Opinion
No. 2006-04388.
September 11, 2007.
In an action to recover damages for personal injuries, the plaintiff appeals from an order of the Supreme Court, Queens County (O'Donoghue, J.), dated March 2, 2006, which denied her motion for summary judgment on the issue of liability.
Daniel P. Buttafuoco Associates, PLLC, Woodbury, N.Y. (Ellen Buchholz of counsel), for appellant.
Paganini, Herling, Cioci Cusumano, Lake Success, N.Y. (Edward W. Lebeaux of counsel), for respondents.
Before: Schmidt, J.P., Santucci, Skelos and Balkin, JJ., concur.
Ordered that the order is affirmed, with costs.

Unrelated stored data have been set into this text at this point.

PR #6095, opened 2024-07-08
ref(snuba-deletes): Skeleton for DeletionProcessor

xurui-c:
https://getsentry.atlassian.net/browse/SNS-2819

context:
Embarking on adding (lightweight) deletes to Snuba. The first storage we want to add this to is search issues, since right now you cannot delete via the Sentry application.

The first step is to add some definitions on the storage that we will use in the delete pipeline (which will be a new endpoint we add later).

changes:
This PR sets up the skeleton for adding a DeletionProcessor: ColumnFilterProcessor. DeletionProcessors are responsible for validating that a query is a valid deletion query against the storage


snuba/datasets/configuration/issues/storages/search_issues.yaml
```diff
@@ -128,3 +128,10 @@ stream_loader:
   default_topic: generic-events
   commit_log_topic: snuba-generic-events-commit-log
   dlq_topic: snuba-dead-letter-generic-events
+
+deletion_processors:
+  - processor: ColumnFilterProcessor
+    args:
+      column_filters:
+        - project_id
+        - replay_id
```
MeredithAnya, line 137: this is for search issues so it won't be `replay_id` anymore

xurui-c: We will add occurrence_id

JoshFerge (commented):
nit: please title the pull request similar to the guidelines here: https://develop.sentry.dev/commit-messages/

snuba/query/processors/physical/__init__.py
```diff
@@ -41,6 +41,10 @@ def process_query(self, query: Query, query_settings: QuerySettings) -> None:
     def get_from_name(cls, name: str) -> "ClickhouseQueryProcessor":
         return cast("ClickhouseQueryProcessor", cls.class_from_name(name))
 
+    @classmethod
+    def is_valid_delete_query(self, query: Query) -> bool:
+        return True
```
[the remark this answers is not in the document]
MeredithAnya: we don't want a @classmethod here since the method depends on an instance of the class, not the class itself. I think actually it might be better to have this kind of check on the `Query` itself, something like `is_delete` but I'm not sure, for now I'd actually leave it out of this PR

snuba/query/processors/physical/column_filter_processor.py
```diff
@@ -0,0 +1,13 @@
+from typing import Sequence
+
+from snuba.clickhouse.query import Query
+from snuba.query.processors.physical import ClickhouseQueryProcessor
+from snuba.query.query_settings import QuerySettings
+
+
+class ColumnFilterProcessor(ClickhouseQueryProcessor):
+    def __init__(self, column_filters: Sequence[str]) -> None:
+        pass
```
MeredithAnya, line 10: probably want to at least set the column_filters 
`self.__column_filters = column_filters`

snuba/query/processors/physical/column_filter_processor.py
```diff
@@ -0,0 +1,13 @@
+from typing import Sequence
+
+from snuba.clickhouse.query import Query
+from snuba.query.processors.physical import ClickhouseQueryProcessor
+from snuba.query.query_settings import QuerySettings
+
+
+class ColumnFilterProcessor(ClickhouseQueryProcessor):
```
MeredithAnya, line 8: wanna add a docstring explaining this processor? doesn't have to be too long

MeredithAnya (approved):

JoshFerge (approved):

PR #6098, opened 2024-07-10
feat(replays): Set platform as empty string if platform is not provided

cmanallen:
Previously it was set to `javascript` as that was the only platform replay was available on.  With the addition of mobile replays this is no longer true.  The query in `sentry` already uses the `anyIf` operator and filters out empty values.

Related: https://github.com/getsentry/sentry/issues/74074

### DIFF
--- a/rust_snuba/src/processors/replays.rs
+++ b/rust_snuba/src/processors/replays.rs
@@ -53,7 +53,7 @@ pub fn deserialize_message(
                 event_hash: click.event_hash,
                 offset,
                 partition,
-                platform: "javascript".to_string(),
+                platform: "".to_string(),
                 project_id: replay_message.project_id,
                 replay_id: replay_message.replay_id,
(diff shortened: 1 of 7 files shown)


michellewzhang:
does this mean that if someone were to refresh the page on a mobile replay (referencing the video @romtsn sent), the platform in the tags panel might sometimes disappear (instead of changing to javascript)?

cmanallen:
@michellewzhang No if a non-empty value is set it will always be returned.  There should only be one non-empty value.  If there are two (in the case @romtsn identified) then one of the non-empty values will be chosen at "random".

michellewzhang (approved):

ayirr7 (approved):
Might also be a good idea to update any schema examples in the sentry-kafka-schemas repo if needed.

cmanallen:
@ayirr7 All good.  Platform is not provided on any of the affected events.

PR #6984, opened 2025-03-20
ref(dev): change default log level to info

JoshFerge:
makes the default log level of the devserver to be `INFO` instead of `DEBUG` which makes the amount of logs in the devserver much more manageable. includes an environment variable option to use `DEBUG` instead by setting `DEBUG=1` in the environment.


untitaker (approved):
how about adding a `--log-level` cli arg to devserver that forwards its value to each subprocess?

untitaker (approved):

PR #6985, opened 2025-03-20
feat(subscriptions): subscription scheduler followed consumer group override

onewland:
This is a proof-of-concept, validated locally, that we can switch between followed consumer groups in a subscription scheduler without restarting.

We want this in order to run eap_spans subscriptions from the eap_items commit log without having to switch subscription scheduler and executor topics or run a parallel processing pipeline. These are fed from the same topic (`snuba-spans`) and so the commit offsets/timestamps should be comparable.

Some subscriptions results will likely be lost in the cutover, meaning maybe a few seconds without subscriptions executing on eap_spans. This should not be noticeable/important for a pre-GA product

Testing "script":
- created a subscription on eap_spans
- ran `snuba rust-consumer --storage eap_items --consumer-group snuba-items-consumers`
- ran `snuba subscriptions-scheduler --entity eap_spans --followed-consumer-group snuba-spans-consumers` (mimicking current production config)
- inserted some data with scripts/send_spans.py
- **verified that no offsets were committed by the scheduler, and no subscriptions were scheduled** (as desired, the override isn't set yet)
- shut down the `snuba-items-consumers` group consumer
- ran `snuba rust-consumer --storage eap_spans --consumer-group snuba-spans-consumers`
- inserted some data with scripts/send_spans.py
- **verified that the subscription was scheduled**
- set the run-time config to override following snuba-spans-consumers: 
  -   `snuba config set subscriptions_override_consumer_group_snuba-spans-consumers snuba-items-consumers`
- inserted some data with scripts/send_spans.py
- **verified that no subscriptions were scheduled** (once the run-time config is enabled, it should be ignoring commits from the snuba-spans-consumer group in favor of the override snuba-items-consumer. at this point the snuba-items-consumer is not running)
- **verified that we were hitting the override code path via logs**
- shut down the `snuba-spans-consumers` group consumer
- brought up the `snuba-items-consumers` group consumer
- inserted some data with scripts/send_spans.py
- **verified that the subscription was scheduled**

### DIFF
--- a/snuba/subscriptions/scheduler_consumer.py
+++ b/snuba/subscriptions/scheduler_consumer.py
@@ -17,6 +17,7 @@ from snuba.datasets.entities.entity_key import EntityKey
 from snuba.datasets.entities.factory import get_entity
 from snuba.datasets.table_storage import KafkaTopicSpec
 from snuba.redis import RedisClientKey, get_redis_client
+from snuba.state import get_str_config
 from snuba.subscriptions.data import PartitionId
 from snuba.subscriptions.scheduler import SubscriptionScheduler
 from snuba.subscriptions.scheduler_processing_strategy import (
@@ -109,6 +110,16 @@ class CommitLogTickConsumer(Consumer[Tick]):
         self.__synchronization_timestamp = synchronization_timestamp
         self.__time_shift = time_shift.total_seconds() if time_shift is not None else 0
 
+    def followed_group_dynamic(self) -> str:
+        override_group = get_str_config(
+            f"subscriptions_override_consumer_group_{self.__followed_consumer_group}"
+        )
+
+        if override_group is not None:
+            logger.info("override_group tripped")
+            return override_group
+        return self.__followed_consumer_group
+
     def subscribe(
         self,
         topics: Sequence[Topic],
@@ -143,7 +154,7 @@ class CommitLogTickConsumer(Consumer[Tick]):
             )
             return None
 
-        if commit.group != self.__followed_consumer_group:
+        if commit.group != self.followed_group_dynamic():
             return None
 
         previous_message = self.__previous_messages.get(commit.partition)
--- a/snuba/subscriptions/scheduler_consumer.py
+++ b/snuba/subscriptions/scheduler_consumer.py
@@ -116,7 +116,10 @@ class CommitLogTickConsumer(Consumer[Tick]):
         )
 
         if override_group is not None:
-            logger.info("override_group tripped")
+            self.__metrics.increment(
+                "followed_group_override",
+                tags={"original_group": self.__followed_consumer_group},
+            )
             return override_group
         return self.__followed_consumer_group
 
@@ -155,6 +158,10 @@ class CommitLogTickConsumer(Consumer[Tick]):
             return None
 
         if commit.group != self.followed_group_dynamic():
+            self.__metrics.increment(
+                "followed_group_mismatch",
+                tags={"group": commit.group},
+            )
             return None
 
         previous_message = self.__previous_messages.get(commit.partition)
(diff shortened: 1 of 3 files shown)


snuba/subscriptions/scheduler_consumer.py
```diff
@@ -109,6 +110,16 @@ def __init__(
         self.__synchronization_timestamp = synchronization_timestamp
         self.__time_shift = time_shift.total_seconds() if time_shift is not None else 0
 
+    def followed_group_dynamic(self) -> str:
+        override_group = get_str_config(
+            f"subscriptions_override_consumer_group_{self.__followed_consumer_group}"
+        )
+
+        if override_group is not None:
+            logger.info("override_group tripped")
```
onewland, line 119: todo: this should emit a metric

snuba/subscriptions/scheduler_consumer.py
```diff
@@ -143,7 +154,7 @@ def poll(self, timeout: Optional[float] = None) -> Optional[BrokerValue[Tick]]:
             )
             return None
 
-        if commit.group != self.__followed_consumer_group:
+        if commit.group != self.followed_group_dynamic():
```
onewland, line 157: todo: this should emit a metric (inside-the-if case)

onewland:
> The test procedure looks good, only thing I would test which looks like it hasn't been tested is:
> 
> ...
> Or you could yolo it if you feel confident

Tested that both consumers writing at once does what we'd expect (if override is not set, only the original topic is used to commit. else, only the override topic is used)

onkar (approved):

lynnagara:
> This is a proof-of-concept, validated locally, that we can switch between followed consumer groups in a subscription scheduler without restarting.

What's the motivation for this given that restart is a pretty quick and painless thing to do?

Just my 2c, but i think providing multiple mechanisms for the same thing (topic override) is confusing. I think that adding runtime config to the mix of how topic overrides happen can be a little confusing. Topics and overrides are usually managed via CLI args and settings, and I'm not sure it's worth adding a different mechanism.

fpacifici:
Why not just starting a second scheduler that re-consumes the commit log looking for a different consumer group and then shutting down the old one? 
To my knowledge the Sentry result consumer deduplicates alerts (you may want to reach out to the issue team to confirm). Also the executor skips alerts that are older than a certain time so you will reach the end of the topic quickly.

onewland:
> Why not just starting a second scheduler that re-consumes the commit log looking for a different consumer group and then shutting down the old one? To my knowledge the Sentry result consumer deduplicates alerts (you may want to reach out to the issue team to confirm). Also the executor skips alerts that are older than a certain time so you will reach the end of the topic quickly.

I spoke to @wedamija  about this, and I think that the Sentry results consumer deduplicates by timestamp, and I think the generated subscription timestamps could differ between the two consumer groups due to the random jitter added into executions.

onewland:
> > This is a proof-of-concept, validated locally, that we can switch between followed consumer groups in a subscription scheduler without restarting.
> 
> What's the motivation for this given that restart is a pretty quick and painless thing to do?
> 
> Just my 2c, but i think providing multiple mechanisms for the same thing (topic override) is confusing. I think that adding runtime config to the mix of how topic overrides happen can be a little confusing. Topics and overrides are usually managed via CLI args and settings, and I'm not sure it's worth adding a different mechanism.

Yeah, I think that's the right call. I can:
1. deploy the small snuba change in this PR to make eap-items-consumer write to the eap-spans-commit-log
2. deploy a k8s change to make the scheduler follow the other consumer group 

and then we don't have to mess with any application logic. I think I got turned around thinking about deploy order but it's not that complicated

onewland:
Superseded by https://github.com/getsentry/snuba/pull/6990 and https://github.com/getsentry/ops/pull/14552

Generally, a rear-end collision with a stopped vehicle creates a prima facie case of negligence with respect to the operator of the moving vehicle and imposes a duty on the operator of the moving vehicle to rebut the inference of negligence by providing a non-negligent explanation for the collision ( see Gregson v Terry, 35 AD3d 358; Carhuayano v JR Hacking, 28 AD3d 413). In response to the plaintiffs demonstration of her entitlement to judgment as a matter of law, the defendants submitted evidence sufficient to raise a triable issue of fact as to whether the defendant driver's vehicle came in contact with the plaintiffs vehicle ( see Alvarez v Prospect Hosp., 68 NY2d 320).